### BRIEF
Find the string "nightly" in the records. Copy each line that has it.

### DATA RECORDS
PR #326, opened 2015-02-10
Links not working & grammar change

duncaninnes:
Several links were pointing somewhere non-existant
Re-worded the configuration line slightly.


domcleal:
It seems that anchors aren't generated for fourth-level sections (e.g. 4.3.9.1) so the links still don't work.  Perhaps we should remove those and just link the top-level sections (DNS, DHCP etc)?

duncaninnes:
Can do.  Not even sure my link edits work.  I'll revise and come back.
The grammar edit for the last line should be OK.

PR #330, opened 2015-02-13
Add a note about the upgrade of the smart proxies

roidelapluie:


domcleal:
I _think_ smart proxies should restart by themselves, as the packages should contain post-install restart commands...

roidelapluie:
rpm -q --scripts foreman-proxy

```
postinstall scriptlet (using /bin/sh):
# Migrate legacy monolithic proxy config
if [ $1 == 2 -a -e /var/lib/rpm-state/foreman-proxy/settings.yml.orig ]; then
  pushd /var/lib/rpm-state/foreman-proxy >/dev/null
  if /usr/share/foreman-proxy/extra/migrate_settings.rb settings.yml.orig; then
    mv settings.yml /etc/foreman-proxy
    sed -i '/^---/ a #replace default location of "settings.d"\n:settings_directory: /etc/foreman-proxy/settings.d\n' \
      /etc/foreman-proxy/settings.yml
    rm -f settings.yml.orig
    ls *.yml >/dev/null 2>&1 && mv *.yml /etc/foreman-proxy/settings.d/
  else
    rm -f settings.yml.orig
  fi
  popd >/dev/null
fi

  /sbin/chkconfig --add foreman-proxy
  exit 0
```

domcleal:
I see a %postrun script:

<pre>
postuninstall scriptlet (using /bin/sh):
  if [ $1 -ge 1 ] ; then
    /sbin/service foreman-proxy restart >/dev/null 2>&1
  fi
</pre>

roidelapluie:
is Postuninstall triggered during an upgrade? At the right time?

domcleal:
Yeah, by the package being upgraded - for a short time, you have versions 1.7.1 and 1.7.2 both installed, and then 1.7.1 is uninstalled leading to %postun on 1.7.1's package being called.

roidelapluie:
Thanks

domcleal:
Np, thanks for raising it.  I'd like to fix the Foreman restart in a similar way, but that needs a little more thought...

PR #914, opened 2017-07-17
Saltstack 

sbernhard:
- Use new puppet path
- Add hint for adding system user

### DIFF
--- a/plugins/foreman_salt/7.0/index.md
+++ b/plugins/foreman_salt/7.0/index.md
@@ -154,9 +154,9 @@ In `/etc/salt/foreman.yaml`, make the following changes:
     :proto: https
     :host: foreman.example.com
     :port: 443
-    :ssl_ca: /var/lib/puppet/ssl/certs/ca.pem
-    :ssl_key: /var/lib/puppet/ssl/private_keys/foreman.example.com.pem
-    :ssl_cert: /var/lib/puppet/ssl/certs/foreman.example.com.pem
+    :ssl_ca: "/etc/puppetlabs/puppet/ssl/ssl_ca.pem"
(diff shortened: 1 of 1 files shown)


GregSutcliffe:
Heh, I was setting up Salt-Api just last night :)

Looks good to me - I actually couldn't get SSL to work on the API (mismatch SSL versions I *think*) so I went with:

```
host: 127.0.0.1
disable_ssl: true
```
and `http` in the foreman-proxy settings. Do you think we should add that as an option for the docs?

sbernhard:
Hi, 

well, if it's working: sure. If its documented it doesn't mean that we prefer this way as it's a little bit insecure :) 

Best regards, 
Bernhard 


Von: "Greg Sutcliffe" <notifications@github.com> 
An: "theforeman/theforeman.org" <theforeman.org@noreply.github.com> 
CC: "Bernhard Suttner" <bernhard.suttner@atix.de>, "Author" <author@noreply.github.com> 
Gesendet: Dienstag, 18. Juli 2017 14:44:47 
Betreff: Re: [theforeman/theforeman.org] Saltstack (#914) 



Heh, I was setting up Salt-Api just last night :) 

Looks good to me - I actually couldn't get SSL to work on the API (mismatch SSL versions I think ) so I went with: 
host: 127.0.0.1
disable_ssl: true 


and http in the foreman-proxy settings. Do you think we should add that as an option for the docs?

GregSutcliffe:
Sweet, I'll send a separate patch for that, if you want to review it. This looks good to me though. @stbenjam I know you're busy, so I'll merge this one, but shout if you want me to give you time to review Salt stuff in general.

PR #915, opened 2017-07-17
Add docs for openscap clean_messages rake task

xprazak2:


ares (commented):
Could you add information about what version of plugins were affected? And that running this can help only once?

ares:
Thanks @xprazak2, merging!

PR #925, opened 2017-07-26
Fix update cmd for katello smart proxies

Klaas-:
the two options need an argument to work

### DIFF
--- a/plugins/katello/3.4/upgrade/smart_proxy.md
+++ b/plugins/katello/3.4/upgrade/smart_proxy.md
@@ -69,7 +69,7 @@ The installer with the --upgrade flag will run the right database migrations for
 {% highlight bash %}
 foreman-installer --scenario foreman-proxy-content --upgrade\
                   --foreman-proxy-content-certs-tar ~/myproxy.example.com-certs.tar\
-                  --certs-update-all --certs-regenerate --certs-deploy
+                  --certs-update-all --certs-regenerate true --certs-deploy true
 {% endhighlight %}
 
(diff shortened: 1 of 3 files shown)


plugins/katello/3.4/upgrade/smart_proxy.md
```diff
@@ -69,7 +69,7 @@ The installer with the --upgrade flag will run the right database migrations for
 {% highlight bash %}
 foreman-installer --scenario foreman-proxy-content --upgrade\
                   --foreman-proxy-content-certs-tar ~/myproxy.example.com-certs.tar\
-                  --certs-update-all --certs-regenerate --certs-deploy
+                  --certs-update-all --certs-regenerate true --certs-deploy true
```
ohadlevy, line 72: is this a bug in the installer ^?

Klaas-: I think its because certs-update-all is added here https://github.com/Katello/katello-installer/blob/master/hooks/boot/20-certs_update.rb and the other two are options from puppet-certs module, so I'm not sure if its a bug or if its supposed to be like this in kafo; in any case I just noticed its not working like it says it should work in docs ;)

ekohl:
@Klaas- I think this is correct but there's a merge conflict. Can you rebase so we can merge this?

Klaas-:
@ekohl done, also added it to 3.5 docs, those didn't exist in July :)

ekohl (approved):

dLobatog (approved):
Had to use this myself to regenerate certs.. thanks @Klaas- !

PR #930, opened 2017-08-11
Added better way of adding a subnet

lzap:
Final fix. I am removing the puppet hack since it does not work for me.


GregSutcliffe:
Thanks for the update!

PR #931, opened 2017-08-14
Add "true" to --certs-regenerate

coffmant:
Without this boolean specified, the smart-proxy upgrade fails with "Parameter certs-regenerate is missing a value on the command line"


GregSutcliffe:
Thanks @coffmant!

@jlsherrill @ehelms can you ACK?

ehelms (approved):

PR #933, opened 2017-08-16
Modify the katello upgrade steps.

bkearney:
Customers found issues when not rebooting the machine. The team discussed
that making the reboot step the last step would allow it to remain optional
and ensure that the testing group is verifying a single upgrade process.
This docs change brings upstream and downstream upgrade steps in line
with that discussion.

### DIFF
--- a/plugins/katello/nightly/upgrade/index.md
+++ b/plugins/katello/nightly/upgrade/index.md
@@ -32,8 +32,6 @@ Ensure your operating system is fully up-to-date:
 yum -y update
 {% endhighlight %}
 
-**NOTE**: If kernel packages are updated here (e.g. upgrading el 6.6 to 6.7), you must reboot and ensure the new kernel and SELinux policy is loaded before upgrading Katello.
-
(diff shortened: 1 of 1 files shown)


GregSutcliffe:
LGTM

sean797:
ACK from me as well. @GregSutcliffe can you merge please?

evgeni:
LGTM too, but I would also add that `katello-service stop` has to be executed before doing `yum update`. (does not have to be in this PR, but I thought it would fit in here)

ekohl:
Related: does RH have the equivalent of Debians ```/run/reboot-required``` marker file to detect if a reboot is needed?

GregSutcliffe:
I can merge (thanks for the patience :P) but it seems we need a minor edit as per @evgeni's comments? Would people prefer a merge and a new commit for that?

ekohl:
I'd prefer a merge now since this in itself is good.

GregSutcliffe:
Next PR! Ty @bkearney

PR #934, opened 2017-08-18
Fixes #20335 - fix glossary link

johnpmitsch:


GregSutcliffe:
@ehelms @jlsherrill ack? looks fine to me but I don't like touching Katello docs without confirmation :P

sean797 (changes requested):
Looks right.. But we need to do the same thing for 2.4  -> 3.5 versions.

johnpmitsch:
@sean797 thanks, updated

sean797 (approved):

PR #939, opened 2017-08-25
Add script for checking gem owners

GregSutcliffe:
As per discussion on IRC as to where to home this, I've added it here. Usage is simple enough, add "--official" to the call to only match gems with "theforeman" somewhere in their URIs. Sample output is about to be sent to the dev list for previewing.

### DIFF
--- a/scripts/check_plugin_authors.rb
+++ b/scripts/check_plugin_authors.rb
@@ -1,0 +1,43 @@
+#!/usr/bin/env ruby
+#
+# Script to check which plugins have a single author
+# Copyright: Red Hat 2017
+# LICENSE: GPLv3
+
+require 'json'
+require 'rest-client'
+
+def get_gem_names(search)
+  page=1
+  gems=[]
+  url="https://rubygems.org/api/v1/search.json?query=#{search}"
+
+  response = RestClient.get('https://rubygems.org') # test connection and initialize "response"
+
+  $stderr.puts "Searching for gems matching '#{search}'"
+  while response.body != "[]"
+    $stderr.puts "Page #{page}"
+    response = RestClient.get(url+"&page=#{page}")
+    JSON.parse(response.body).each do |gem|
+      # Strip gems not under our namespace in some way - anything with "theforeman" in the URIs should do
+      regex = /(theforeman|katello)/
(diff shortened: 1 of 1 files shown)


scripts/check_plugin_authors.rb
```diff
@@ -0,0 +1,43 @@
+#!/usr/bin/ruby
```
ares: `#!/usr/bin/env ruby` perhaps?

scripts/check_plugin_authors.rb
```diff
@@ -0,0 +1,43 @@
...
+      next if ( ARGV[0] == "--official" and not gem.select { |k,v| k =~ /uri/}.values.join(" ") =~ regex )
+      gems << gem['name']
+    end
+    page += 1
+  end
+  gems.sort
+end
+
+foreman_gems = get_gem_names('foreman')
+proxy_gems   = get_gem_names('smart_proxy')
```
ares: maybe `smart-proxy` too?

GregSutcliffe: I ran that with no hits, but yeah, should add it to the search anyway

scripts/check_plugin_authors.rb
GregSutcliffe: Good catch, will fix later, gotta run :P

GregSutcliffe:
@ares - updated, sorry for the delay.

GregSutcliffe:
ping @ares?

scripts/check_plugin_authors.rb
```diff
@@ -0,0 +1,43 @@
...
+
+require 'json'
+require 'rest-client'
+
+def get_gem_names(search)
+  page=1
+  gems=[]
+  url="https://rubygems.org/api/v1/search.json?query=#{search}"
+
+  response = RestClient.get('https://google.com') # test connection and initialize "response"
```
ekohl: Wouldn't it be better to get rubygems.org?

GregSutcliffe: fair enough ;)

ares:
Looks good, thanks @GregSutcliffe and @ekohl, merging.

### YOUR RESPONSE
--- a/plugins/katello/nightly/upgrade/index.md
+++ b/plugins/katello/nightly/upgrade/index.md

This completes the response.